PR #540, opened 2023-01-18
Remove topic chip popup menus, route topic click events up to NiaNavHost

zsmb13:
Topic chips no longer display a popup menu when tapped. Their tap events are routed up to `NiaNavHost`, to be handled with navigation later.


core/designsystem/src/main/java/com/google/samples/apps/nowinandroid/core/designsystem/component/Tag.kt
```diff
@@ -67,25 +57,6 @@ fun NiaTopicTag(
                 text()
             }
         }
-        NiaDropdownMenu(
```
zsmb13, line 70: Note: After the removal of this here, `NiaDropdownMenu` and `NiaDropdownMenuButton` don't have any usages in the app (only in the catalog).

manuelvicnt: I don't know how the UI looked like previously, do you mind adding a before/after screenshot of this feature to the PR description? Thanks

feature/foryou/src/main/java/com/google/samples/apps/nowinandroid/feature/foryou/ForYouScreen.kt
```diff
@@ -176,6 +179,7 @@ internal fun ForYouScreen(
         newsFeed(
             feedState = feedState,
             onNewsResourcesCheckedChanged = onNewsResourcesCheckedChanged,
+            onTopicClick = onTopicClick,
```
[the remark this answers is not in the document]
zsmb13: This was on purpose (though I did not go out of my way to add it everywhere in every file I touched). Look at all the lines that this PR touched just because they didn't have trailing commas!

@dturner to chime in on whether there's a convention? 😄

core/designsystem/src/main/java/com/google/samples/apps/nowinandroid/core/designsystem/component/Tag.kt
zsmb13: That is the question 😄  If we're not expecting to use them very soon, I'd remove them.

Updated the PR description with a _Before_ video.

dturner (commented):
Looking good. Are we happy that when you're on the topic details screen and you tap on a topic chip _of the same name_ you can navigate to a duplicate topic details screen (albeit with different scroll position)? 

Personally, I'm OK with this but want to make sure this decision is thought about and documented.

manuelvicnt (approved):

feature/foryou/src/main/java/com/google/samples/apps/nowinandroid/feature/foryou/ForYouScreen.kt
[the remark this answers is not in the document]
zsmb13: Following this up in another PR.

core/designsystem/src/main/java/com/google/samples/apps/nowinandroid/core/designsystem/component/Tag.kt
zsmb13: Removed!

dturner:
Please add UI tests to verify this behaviour in `NavigationTest`

internalG:
It seems coding tests is too hard to a developer...😁

dturner (approved):

dturner:
Just to add some clarity here (mostly for me). There is nothing to test at the moment. This PR simply replaces the topic chip's dropdown menu with an onClick lambda which currently does nothing. 

The outstanding issue with implementing the topic chip navigation is that it creates a new way of showing the topic detail screen. This can have some unwanted side effects (depending on implementation) such as changing the selected tab to "Interests" even though the user tapped on a topic chip from the "ForYou" screen.

Needs more thought/discussion on what the best approach is for users, and how that should be implemented using navigation best practices.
+++
Work to be completed =>
Every line from the top of the material above through the line holding "Topic chips no" should be reproduced word for word, and nothing beyond it.

Response box =>
PR #540, opened 2023-01-18
Remove topic chip popup menus, route topic click events up to NiaNavHost

zsmb13:
Topic chips no longer display a popup menu when tapped. Their tap events are routed up to `NiaNavHost`, to be handled with navigation later.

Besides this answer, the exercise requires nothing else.